> [Your goal]:
For each line below that contains the string "both", copy that line.

==== Input records

PR #169, opened 2021-11-01
Volunteer profile admin view issue#5

gastonjarju:
**Summary:**
Created the Volunteer Profile page (both the Admin and Volunteer View). 
On both pages, we created two tables: one for the list of programs a user showed interest in and the other for displaying all the CELTS programs on a table alongside the  Eligibility, Training Status, and Checkboxes columns. 
Added a modal for the Admin to ban or unban a volunteer from a specific program. The Admin can also edit a volunteer's interest using the checkboxes. When a checkbox is checked off, the page automatically loads and updates the Interest table. 

**To Test:**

========

> [Solution]:
Created the Volunteer Profile page (both the Admin and Volunteer View). 
On both pages, we created two tables: one for the list of programs a user showed interest in and the other for displaying all the CELTS programs on a table alongside the  Eligibility, Training Status, and Checkboxes columns. 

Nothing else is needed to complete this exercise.